WHAT TO WORK ON — Scan the entries below for "issues" and copy each line that holds it.

RECORDS FOR THE TASK —
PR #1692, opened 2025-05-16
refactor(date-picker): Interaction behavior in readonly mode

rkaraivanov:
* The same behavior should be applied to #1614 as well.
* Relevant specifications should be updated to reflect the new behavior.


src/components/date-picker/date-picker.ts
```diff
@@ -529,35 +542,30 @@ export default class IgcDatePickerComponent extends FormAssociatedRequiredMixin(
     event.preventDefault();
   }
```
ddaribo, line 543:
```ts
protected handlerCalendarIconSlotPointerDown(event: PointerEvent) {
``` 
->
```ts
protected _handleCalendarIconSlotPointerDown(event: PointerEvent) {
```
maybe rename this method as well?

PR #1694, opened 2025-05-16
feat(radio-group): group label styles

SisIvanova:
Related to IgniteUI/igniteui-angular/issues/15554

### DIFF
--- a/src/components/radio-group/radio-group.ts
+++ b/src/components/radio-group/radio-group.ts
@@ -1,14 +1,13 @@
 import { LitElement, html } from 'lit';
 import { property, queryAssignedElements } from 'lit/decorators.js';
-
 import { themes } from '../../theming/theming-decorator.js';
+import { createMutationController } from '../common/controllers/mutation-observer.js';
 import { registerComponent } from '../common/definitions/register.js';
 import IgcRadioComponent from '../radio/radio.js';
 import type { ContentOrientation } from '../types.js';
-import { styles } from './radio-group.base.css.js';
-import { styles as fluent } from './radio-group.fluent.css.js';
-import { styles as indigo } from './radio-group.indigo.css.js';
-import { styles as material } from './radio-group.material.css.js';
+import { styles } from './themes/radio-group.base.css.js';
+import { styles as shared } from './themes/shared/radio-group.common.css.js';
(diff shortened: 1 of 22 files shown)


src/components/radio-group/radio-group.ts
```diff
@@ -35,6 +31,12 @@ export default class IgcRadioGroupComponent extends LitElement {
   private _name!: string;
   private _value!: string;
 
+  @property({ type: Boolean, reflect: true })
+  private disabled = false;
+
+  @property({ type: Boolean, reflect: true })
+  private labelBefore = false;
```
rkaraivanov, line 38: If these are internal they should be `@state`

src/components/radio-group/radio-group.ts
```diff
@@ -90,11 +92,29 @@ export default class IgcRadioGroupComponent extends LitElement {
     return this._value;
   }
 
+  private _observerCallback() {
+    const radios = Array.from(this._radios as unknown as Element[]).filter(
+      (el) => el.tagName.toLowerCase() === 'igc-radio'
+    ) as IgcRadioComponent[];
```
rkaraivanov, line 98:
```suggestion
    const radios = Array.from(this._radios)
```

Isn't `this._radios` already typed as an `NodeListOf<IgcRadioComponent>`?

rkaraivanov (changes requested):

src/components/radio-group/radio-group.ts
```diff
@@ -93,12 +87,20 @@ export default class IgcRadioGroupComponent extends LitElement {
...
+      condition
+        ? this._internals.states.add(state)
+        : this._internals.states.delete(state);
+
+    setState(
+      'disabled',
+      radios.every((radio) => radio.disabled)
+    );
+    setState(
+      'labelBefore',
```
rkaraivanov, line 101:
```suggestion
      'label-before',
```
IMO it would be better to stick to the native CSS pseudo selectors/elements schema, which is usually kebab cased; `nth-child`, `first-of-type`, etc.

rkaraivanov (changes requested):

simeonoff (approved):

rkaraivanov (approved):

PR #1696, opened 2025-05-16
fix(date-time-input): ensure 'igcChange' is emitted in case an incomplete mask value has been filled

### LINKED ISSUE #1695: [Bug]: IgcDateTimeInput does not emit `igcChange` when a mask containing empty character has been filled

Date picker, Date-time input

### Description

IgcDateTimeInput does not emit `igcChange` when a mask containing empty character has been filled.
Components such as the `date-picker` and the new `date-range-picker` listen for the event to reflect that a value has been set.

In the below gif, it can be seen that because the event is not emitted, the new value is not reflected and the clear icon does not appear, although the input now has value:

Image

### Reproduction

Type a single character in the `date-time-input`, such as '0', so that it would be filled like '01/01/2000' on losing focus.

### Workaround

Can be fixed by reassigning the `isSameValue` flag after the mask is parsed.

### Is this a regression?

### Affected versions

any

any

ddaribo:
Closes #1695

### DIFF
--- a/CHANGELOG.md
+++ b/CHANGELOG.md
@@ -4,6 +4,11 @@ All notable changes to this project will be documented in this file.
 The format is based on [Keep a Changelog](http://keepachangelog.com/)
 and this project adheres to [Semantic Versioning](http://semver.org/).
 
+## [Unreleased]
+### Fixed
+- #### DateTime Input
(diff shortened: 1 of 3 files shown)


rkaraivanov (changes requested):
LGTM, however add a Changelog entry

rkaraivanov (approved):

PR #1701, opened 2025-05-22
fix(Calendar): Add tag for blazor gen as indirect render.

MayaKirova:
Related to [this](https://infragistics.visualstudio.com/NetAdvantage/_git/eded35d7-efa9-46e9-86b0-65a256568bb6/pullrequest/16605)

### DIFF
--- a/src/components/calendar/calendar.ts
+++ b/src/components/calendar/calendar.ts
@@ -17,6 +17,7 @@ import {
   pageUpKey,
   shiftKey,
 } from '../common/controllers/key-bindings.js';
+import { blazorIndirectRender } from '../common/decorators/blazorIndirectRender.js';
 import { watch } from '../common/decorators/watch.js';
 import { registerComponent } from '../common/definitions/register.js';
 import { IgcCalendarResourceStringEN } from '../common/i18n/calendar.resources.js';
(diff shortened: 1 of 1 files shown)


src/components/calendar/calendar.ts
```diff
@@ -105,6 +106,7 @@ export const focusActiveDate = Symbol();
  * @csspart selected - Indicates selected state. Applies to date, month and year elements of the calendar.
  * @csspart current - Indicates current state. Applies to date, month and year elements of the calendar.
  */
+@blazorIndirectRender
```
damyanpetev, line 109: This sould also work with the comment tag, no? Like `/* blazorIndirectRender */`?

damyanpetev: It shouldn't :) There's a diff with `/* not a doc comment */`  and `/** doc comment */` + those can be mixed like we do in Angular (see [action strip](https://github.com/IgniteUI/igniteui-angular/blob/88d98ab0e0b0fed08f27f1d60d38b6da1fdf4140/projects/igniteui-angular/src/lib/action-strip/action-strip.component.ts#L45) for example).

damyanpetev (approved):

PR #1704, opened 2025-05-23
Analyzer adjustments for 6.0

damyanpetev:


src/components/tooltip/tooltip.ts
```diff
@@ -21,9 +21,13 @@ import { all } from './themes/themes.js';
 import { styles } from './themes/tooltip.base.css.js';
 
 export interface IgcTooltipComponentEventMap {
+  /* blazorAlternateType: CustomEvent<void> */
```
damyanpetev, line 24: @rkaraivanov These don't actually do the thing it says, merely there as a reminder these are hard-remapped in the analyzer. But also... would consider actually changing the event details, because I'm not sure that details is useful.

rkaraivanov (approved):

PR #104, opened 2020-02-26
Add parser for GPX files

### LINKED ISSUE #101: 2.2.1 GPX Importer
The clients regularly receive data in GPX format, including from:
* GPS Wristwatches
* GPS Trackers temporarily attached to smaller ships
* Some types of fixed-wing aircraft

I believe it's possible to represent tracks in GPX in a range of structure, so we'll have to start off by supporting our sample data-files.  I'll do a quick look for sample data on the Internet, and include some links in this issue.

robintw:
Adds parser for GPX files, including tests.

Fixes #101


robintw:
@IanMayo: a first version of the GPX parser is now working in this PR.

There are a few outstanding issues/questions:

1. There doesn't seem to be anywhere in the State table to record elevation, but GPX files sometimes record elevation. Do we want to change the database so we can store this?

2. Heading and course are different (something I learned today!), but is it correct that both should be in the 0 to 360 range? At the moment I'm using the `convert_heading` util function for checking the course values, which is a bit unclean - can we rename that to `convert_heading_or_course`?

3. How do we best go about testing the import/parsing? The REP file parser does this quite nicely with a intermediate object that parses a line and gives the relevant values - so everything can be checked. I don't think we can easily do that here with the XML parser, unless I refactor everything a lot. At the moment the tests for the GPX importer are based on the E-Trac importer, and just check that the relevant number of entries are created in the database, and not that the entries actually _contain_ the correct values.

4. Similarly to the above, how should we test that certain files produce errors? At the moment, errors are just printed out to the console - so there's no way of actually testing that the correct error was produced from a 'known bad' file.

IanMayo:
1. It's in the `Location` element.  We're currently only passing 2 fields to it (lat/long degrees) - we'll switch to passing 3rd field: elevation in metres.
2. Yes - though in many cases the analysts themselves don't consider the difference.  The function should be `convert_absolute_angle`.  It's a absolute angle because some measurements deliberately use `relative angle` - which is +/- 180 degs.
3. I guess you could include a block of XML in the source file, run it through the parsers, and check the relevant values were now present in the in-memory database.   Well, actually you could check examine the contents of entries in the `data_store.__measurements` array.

TASK RESPONSE —
Related to IgniteUI/igniteui-angular/issues/15554
There are a few outstanding issues/questions:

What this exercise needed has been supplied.